NEW BOOK: Paris and the Parasite
Congratulations to Dr Macs Smith, as his first monograph ‘Paris and the Parasite: Noise, Health, and Politics in the Media City’ was released on Tuesday 8 June 2021.
According to French philosopher Michel Serres, ordered systems are founded on the pathologization of parasites, which can never be fully expelled. In ‘Paris and the Parasite’, Macs Smith extends Serres’s approach to Paris as a mediatic city, asking what organisms, people, and forms of interference constitute its parasites. Drawing on French poststructuralist theory and philosophy, media theory, the philosophy of science, and an array of literary and cultural sources, he examines Paris and its parasites from the early nineteenth century to today, focusing on the contemporary city. In so doing, he reveals the social consequences of anti-parasitic urbanism.

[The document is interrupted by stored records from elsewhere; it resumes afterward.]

PR #978, opened 2026-05-26
TPT-4126: Add support for NB Front-End IP in VPC-MTC + 40Gbps NB-MTC

mawilk90:
## 📝 Description

This PR merges support for NB Front-End IP + 40Gbps features into the main branch for release.

NOTE:
1. Waiting for info from TechDoc if it can be merged/released before their NB changes (planned to be available in Sep)
2. This [PR](https://github.com/linode/terraform-provider-linode/pull/2415) is dependent on it

## ✔️ How to Test

`cd test && make test-unit`
`make test-int TEST_ARGS="-run TestNodeBalancer_Create_With"`


nodebalancer.go
```diff
@@ -66,6 +69,19 @@ type NodeBalancerVPCOptions struct {
 	IPv4RangeAutoAssign bool   `json:"ipv4_range_auto_assign,omitzero"`
 }
 
+type NodeBalancerBackendVPCOptions struct {
+	IPv4Range           string `json:"ipv4_range,omitzero"`
```
ezilber-akamai: Should this be a pointer?

nodebalancer.go
```diff
@@ -66,6 +69,19 @@ type NodeBalancerVPCOptions struct {
...
+	IPv6Range           string `json:"ipv6_range,omitzero"`
```
ezilber-akamai: Same here

nodebalancer.go
```diff
@@ -66,6 +69,19 @@ type NodeBalancerVPCOptions struct {
...
+	SubnetID            int    `json:"subnet_id"`
+	IPv4RangeAutoAssign bool   `json:"ipv4_range_auto_assign,omitzero"`
```
ezilber-akamai: And here

nodebalancer.go
```diff
@@ -66,6 +69,19 @@ type NodeBalancerVPCOptions struct {
...
+}
+
+type NodeBalancerFrontendVPCOptions struct {
+	IPv4Range string `json:"ipv4_range,omitzero"`
```
ezilber-akamai: And here

nodebalancer.go
```diff
@@ -66,6 +69,19 @@ type NodeBalancerVPCOptions struct {
...
+	IPv6Range string `json:"ipv6_range,omitzero"`
```
ezilber-akamai: And here

mawilk90: Hi @ezilber-akamai, all the fields you mentioned above (`IPv4Range`, `IPv6Range`, `IPv4RangeAutoAssign`) seems to be optional and can be skipped in the API request. Does it mean that they need to be a pointers for omitzero anyway? In the current implementation, aren't both empty string ("") and lack of the field treated the same?

zliang-akamai: Yes, the decision was all new omitzero field must be a pointer, and old ones will be migrated to pointer in v3

PR #980, opened 2026-05-27
TPT-4470: Bump major version to v2

zliang-akamai:


lgarber-akamai (approved):
Looks great and I couldn't find any residual v1's, nice work!

ezilber-akamai (approved):

PR #987, opened 2026-06-08
TPT-4275: IP Reservation (IPv4) Project

lgarber-akamai:
## 📝 Description

This pull request merges the changes from the Reserved IPv4 project into the main branch for release.


yec-akamai (approved):

network_reserved_ips.go
```diff
@@ -4,12 +4,40 @@ import (
...
+	Type  string `json:"type"`
+	URL   string `json:"url"`
+}
+
 // ReserveIPOptions represents the options for reserving an IP address
 // NOTE: Reserved IP feature may not currently be available to all users.
 type ReserveIPOptions struct {
-	Region string `json:"region"`
+	Region string   `json:"region"`
+	Tags   []string `json:"tags,omitempty"`
```
zliang-akamai: We need to replace all `omitempty` with `omitzero` since linodego v2

mawilk90 (approved):

network_reserved_ips.go
lgarber-akamai: Good catch! Just pushed up a fix

zliang-akamai (approved):

PR #995, opened 2026-06-15
TPT-4533: Check transport type before setting root certificate and log warning for unsupported transports

zliang-akamai:
`linodego` v2 returns an error from the `NewClient()` when `SetRootCertificate` failed, and setting the certificate requires the transport to be `http.Transport`, but in many cases we are using `oauth2.Transport`, such as Packer Plugin. This will cause the users with `LINODE_CA` environment variable to always see an error returned from `linodego` because `linodego` always auto detect `LINODE_CA` and attempt to set the certificate in `NewClient()`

Macs says: “The core message of this book is an appeal to make space in the city for people and things that don’t pay their way, to be hospitable, to welcome the unexpected. Part of the pleasure of thinking through those ideas was it changed my way of looking at the city. One of the meanings of “parasite” in French is noise, and we normally train ourselves not to pay attention to noise. There is a lot that we block out any time we go walking through the streets. As I wrote this book and tried to make a case for the value of paying attention to noise, I gradually found myself noticing things that I previously wouldn’t have. Things like graffiti, torn posters, the texture of limestone, unevenly-spaced chimneys, moss between cobblestones. People are often drawn to Paris by its classical beauty and the rectilinear perfection of its gardens. I have found it very powerful, both aesthetically and ethically, to look for the beauty in the city’s disorder.”